Stored data entries:

PR #525, opened 2022-07-15
Remove EMR Conn from example

pankajastro:
Now `emr_conn_id` is optional in EmrCreateJobFlowOperator since the configuration we pass using param `job_flow_overrides` so the `emr_conn_id` is no longer require. We can merge this once the provider for June is released `apache-airflow-providers-amazon==4.1.0`
OSS PR: https://github.com/apache/airflow/pull/24306

### DIFF
--- a/astronomer/providers/amazon/aws/example_dags/example_emr_sensor.py
+++ b/astronomer/providers/amazon/aws/example_dags/example_emr_sensor.py
@@ -18,7 +18,6 @@ from astronomer.providers.amazon.aws.sensors.emr import (
 JOB_FLOW_ROLE = os.getenv("EMR_JOB_FLOW_ROLE", "EMR_EC2_DefaultRole")
 SERVICE_ROLE = os.getenv("EMR_SERVICE_ROLE", "EMR_DefaultRole")
 AWS_CONN_ID = os.getenv("ASTRO_AWS_CONN_ID", "aws_default")
-EMR_CONN_ID = os.getenv("ASTRO_EMR_CONN_ID", "emr_default")
 EXECUTION_TIMEOUT = int(os.getenv("EXECUTION_TIMEOUT", 6))
 
 SPARK_STEPS = [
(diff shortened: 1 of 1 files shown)


astronomer/providers/amazon/aws/example_dags/example_emr_sensor.py
```diff
@@ -72,7 +71,7 @@
     cluster_creator = EmrCreateJobFlowOperator(
         task_id="create_job_flow",
         job_flow_overrides=JOB_FLOW_OVERRIDES,
-        emr_conn_id=EMR_CONN_ID,
+        aws_conn_id=AWS_CONN_ID,
```
pankajkoti, line 74: will this fail for apache-airflow-providers-amazon < 4.1.0 ? We should make it fail safe for previous versions of the provider then. Something similar to this, with a try-except block catching the exception: https://github.com/astronomer/astronomer-providers/pull/471#discussion_r907184079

> **EXERCISE DESCRIPTION**: Go through the records above and return every line that holds the string "https".

> **ANSWER SECTION**:
OSS PR: https://github.com/apache/airflow/pull/24306
pankajkoti, line 74: will this fail for apache-airflow-providers-amazon < 4.1.0 ? We should make it fail safe for previous versions of the provider then. Something similar to this, with a try-except block catching the exception: https://github.com/astronomer/astronomer-providers/pull/471#discussion_r907184079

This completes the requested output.